1 2	>>> Data array([ 1.3, 1.3, 1.4, 1.4, 1.4, 1.4])

相关讨论

递归解决方案！

1
2
3
4
5
6
7
8
9
10
11
12
13
14
15

def replace_leading_NaN(a, offset=0):
if a[offset].isNaN():
new_value = replace_leading_NaN(a, offset + 1)
a[offset] = new_value
return new_value
else:
return a[offset]

def replace_trailing_NaN(a, offset=-1):
if a[offset].isNaN():
new_value = replace_trailing_NaN(a, offset - 1)
a[offset] = new_value
return new_value
else:
return a[offset]

相关讨论

这是使用简单python迭代器的解决方案。实际上，它们在这里比numpy.where更有效，尤其是对于大型数组！

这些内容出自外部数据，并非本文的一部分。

PR #2137, opened 2022-11-09
create troubleshooting for jp n3ds error 032-0420

Gruetzig:
thanks to luigoalma for mentioning this fix

### DIFF
--- a/_pages/en_US/troubleshooting.txt
+++ b/_pages/en_US/troubleshooting.txt
@@ -132,6 +132,10 @@ Browser based exploits (such as this one) are often unstable and crash frequentl
 
 The SSLoth proxy was incorrectly configured. Re-do the SSLoth section on the page.
 
+### Error 032-0420 when trying to open the browser
+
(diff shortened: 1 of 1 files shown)


lifehackerhansol:
Thoughts on just making this a step in the guide?

Gruetzig:
do you mean something like:
`If you receive error 032-0420, follow [this troubleshooting guide](link to troubleshooting)`?

Gruetzig:
or add this long troubleshooting to the page directly

Gruetzig:
I dont see an existing troubeshooting that can be combined with the new one

lifehackerhansol:
> I dont see an existing troubeshooting that can be combined with the new one it doesnt crash, no fancy flashing, no update prompt

I'd argue an error code is a crash, but sure. (what do we define as a "crash" anyway?)

I guess we will consider the other error codes later. I think this is fine.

请参见此处类似代码的比较。

1
2
3
4
5
6
7
8
9
10
11
12
13
14
15
16
17
18
19
20
21
22
23
24

import numpy as np

a = np.array([np.NAN, np.NAN, np.NAN, 1.44955726, 1.44628034, 1.44409573, 1.4408188, 1.43657094, 1.43171624, 1.42649744, 1.42200684, 1.42117704, 1.42040255, 1.41922908, np.NAN, np.NAN, np.NAN, np.NAN, np.NAN, np.NAN])

mask = np.isfinite(a)

# get first value in list
for i in range(len(mask)):
if mask[i]:
first = i
break

# get last vaue in list
for i in range(len(mask)-1, -1, -1):
if mask[i]:
last = i
break

# fill NaN with near known value on the edges
a = np.copy(a)
a[:first] = a[first]
a[last + 1:] = a[last]

print(a)

输出：

1
2
3
4

[1.44955726 1.44955726 1.44955726 1.44955726 1.44628034 1.44409573
1.4408188 1.43657094 1.43171624 1.42649744 1.42200684 1.42117704
1.42040255 1.41922908 1.41922908 1.41922908 1.41922908 1.41922908
1.41922908 1.41922908]

它仅替换此处要求的第一个和最后一个NaN。

我有这样的东西

1 2	i = [i for i in range(len(a)) if not np.isnan(a[i])] a = [a[i[0]] if x < i[0] else (a[i[-1]] if x > i[-1] else a[x]) for x in range(len(a))]

这有点笨拙，因为如果将它们分成两行，并且其中之一是嵌套的内联。